我是新手,想尝试让下面的脚本工作。脚本登录到服务器并读取配置文件 ($val 中的脚本) 以获取“cps”的值,然后显示总值,但在发送长“grep”命令时卡住了,我将其分成两部分:
set cmd1 "grep -A200 \"_ims\""
set cmd2 { | grep -B3 "calledUserDescriptor" | grep "cps" | grep -v "//cps" | awk '{ SUM += $3} END { print "total sip cps = "SUM}' >> cps.txt}
执行停止于:
exp_send "$cmd1 $val $cmd2\r"
这里只执行了第一部分 ($cmd1 $val),第二部分($cmd2)作为单独的命令发送并在“|”处失败并显示消息:bash: syntax error near unexpected token |'
如果直接在 Linux 上执行,grep` 命令可以正常工作。我猜想 exp_send 行中有一个错误(语法?),但还没有弄清楚如何以正确的方式执行它,肯定有更好的方法。
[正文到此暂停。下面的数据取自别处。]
PR #1779, opened 2025-12-19
enforce password for writable public links

v-scharf:
related https://github.com/opencloud-eu/opencloud/issues/2048

- Check the need to entered password when changing a public link to a role with write permission


JammingBen (approved):
Code LGTM, formatter complains though.

PR #2513, opened 2026-05-16
fix: skip upload conflict check when uploads target a non-current folder

dschmidt:
## Description

`UploadResourceConflict.getConflicts` compares uploads against `resourcesStore.resources`, the resources of the user's **current folder**. When a caller redirects an upload via `setUploadFolder` (e.g. the unzip extension extracting into a freshly created folder), the actual destination is *not* the current folder, so that check produces false positives whenever the upload's first path segment happens to match a resource in the current folder.

Concrete example: extracting `data.zip` (which contains a top-level `data/` directory) in the user's personal root. The unzip extension creates `<personal>/data/` as the extraction target via `setUploadFolder`. Every extracted file has `relativePath = "/data/..."`, so `getConflicts` takes the first segment (`data`), finds the freshly created `data` folder in the current folder's resources, and pops up a *"Folder already exists"* dialog, even though the real upload target is `<personal>/data/data/...` and nothing actually collides.

This PR adds an `isCurrentFolder(uploadFolder)` helper that compares `storageId + path` of the upload target against `resourcesStore.currentFolder`, and only runs the conflict check when they match.

### Known limitation, follow-up needed

This change **suppresses the false positive** but does **not** actually perform conflict detection for non-current target folders. The current `getConflicts` is synchronous and depends on `resourcesStore.resources`, which only ever holds the current folder's contents.

A real conflict check for a non-current upload target would need to:
- async-list the target folder over webdav, and
- reshape `getConflicts` / call site to handle the async result.

That's out of scope for this PR. For now, **callers that use `setUploadFolder` own their own conflict resolution**. The unzip extension already does this (it deduplicates the archive-name folder via `resolveFileNameDuplicate` before creating it). Other future callers should be aware.

## Related Issue

Surfaced while fixing https://github.com/opencloud-eu/web-extensions/issues/293. Extracting a zip that wraps its content in a top-level folder matching the archive name triggered the false-positive dialog.

## Types of changes

- [x] Bugfix

### DIFF
--- a/packages/web-app-files/src/HandleUpload.ts
+++ b/packages/web-app-files/src/HandleUpload.ts
@@ -105,6 +105,16 @@ export class HandleUpload extends BasePlugin<PluginOpts, OcUppyMeta, OcUppyBody>
     return this.resourcesStore.currentFolder
   }
 
+  isCurrentFolder(uploadFolder?: Resource): boolean {
+    const currentFolder = this.resourcesStore.currentFolder
+    if (!uploadFolder || !currentFolder) {
+      return false
+    }
+    return (
+      uploadFolder.storageId === currentFolder.storageId && uploadFolder.path === currentFolder.path
+    )
+  }
+
   /**
    * Converts the input files type UppyResources and updates the uppy upload queue
    */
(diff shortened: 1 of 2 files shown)


JammingBen (approved):
Good catch 👍

Issue #2018, opened 2026-02-20
Some event listeners don't get cleaned up


JammingBen:
### Initial Checklist

- [x] I understand this is a bug report and questions should be posted in the [Community Discussions](https://github.com/orgs/opencloud-eu/discussions/)
- [x] I searched [issues](https://github.com/opencloud-eu/web/issues?q=is%3Aissue) and couldn’t find anything (or linked relevant results below)

### Bug Description

The following event listeners don't get cleaned up an could cause a potential memory leak:

`wheel` in `packages/web-app-preview/src/components/Sources/MediaImage.vue`
`change` in `packages/web-pkg/src/services/uppy/uppyService.ts`

### Reproduction Steps

- add dev logs to track the registering and unregistering of those listeners
- open the preview app and close it
- open the "New"-menu and close it

### Expected Outcome

The registered event listeners should be unregistered.

### Actual Outcome

They stay registered.

JammingBen:
Fixed by https://github.com/opencloud-eu/web/pull/2532

PR #2532, opened 2026-05-18
fix: cleanup event listener

tammi-23:
This is a fix for event listeners don´t get cleaned up https://github.com/opencloud-eu/web/issues/2018

### DIFF
--- a/packages/web-pkg/src/services/uppy/uppyService.ts
+++ b/packages/web-pkg/src/services/uppy/uppyService.ts
@@ -300,6 +300,10 @@ export class UppyService {
       this.uploadInputListeners.delete(el)
     }
 
+    this.unregisterUploadInputElement(el)
+  }
+
+  unregisterUploadInputElement(el: HTMLInputElement) {
     this.uploadInputs = this.uploadInputs.filter((input) => input !== el)
   }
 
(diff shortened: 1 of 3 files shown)


JammingBen (changes requested):
Something broke the upload when clicking the "New" button and then selecting a file via the "Files Upload" action.

packages/web-pkg/src/services/uppy/uppyService.ts
```diff
@@ -277,19 +278,32 @@ export class UppyService {
...
+      const files = Array.from(target.files || [])
+      this.addFiles(files)
     }
+
+    this.uploadInputListeners.set(el, listener)
+    el.addEventListener('change', listener)
+    this.uploadInputs.push(el)
   }
 
   removeUploadInput(el: HTMLInputElement) {
```
JammingBen, line 296: It works now, but the `removeUploadInput` method now never gets called. Isn't there a way to make this work like you had it previously, by having only `removeUploadInput` that handles everything?

packages/web-pkg/src/services/uppy/uppyService.ts
```diff
@@ -277,16 +278,20 @@ export class UppyService {
...
+    if (this.uploadInputListeners.has(el)) {
+      return
+    }
+
+    const listener: EventListener = (event) => {
+      const target = event.target as HTMLInputElement
+      const files = Array.from(target.files || [])
+      this.addFiles(files)
+      this.uploadInputListeners.delete(el)
     }
```
JammingBen: Now it works 🚀  I guess simply adding `{ once: true }` is enough. Can we remove `uploadInputListeners` as well? Basically just have everything as it was before, but with `{ once: true }`.

JammingBen (approved):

这是实际的脚本:
#!/usr/bin/expect -f
set lnk1 "Traffic_ims.cfg"
set cmd1 "grep -A200 \"_ims\""
set cmd2 { | grep -B3 "calledUserDescriptor" | grep "cps" | grep -v "//cps" | awk '{ SUM += $3} END { print "total sip cps = "SUM}' >> cps.txt}
set file1 "/tmp/cps.txt"
set cmd3 "cd /home/traffic/"
set cmd4 "readlink"
set passwd "xxxxx"
log_user 1
spawn rm -rf $file1
spawn ssh [email protected]
expect {
-re ".*Are.*.*yes.*no.*" {
send "yes\n"
exp_continue
}
"*?assword:*" {
send $passwd
send "\n"
}
}
expect "*\$ "
exp_send "$cmd3\r"
expect "$cmd3\r"
expect -re $
exp_send "$cmd4 $lnk1\r"
expect "$cmd4 $lnk1\r"
expect -re "(Titan.*)\r"
set val $expect_out(0,string)
exp_send "$cmd1 $val $cmd2\r"
expect -re "(.*)\r"
set output [open "/tmp/cps.txt" "a+"]
set outcome $expect_out(buffer)
send "\r"
puts $output $outcome
close $output
exp_send "exit \r"
exit 0
答案1
我认为我是对的:
expect -re "(Titan.*)\r"
set val $expect_out(0,string)
expect_out(0,string)将包含整个匹配项,而不仅仅是括号中的位。
尝试:
set val $expect_out(1,string)
仅选择与(第一组)括号中的模式匹配的内容。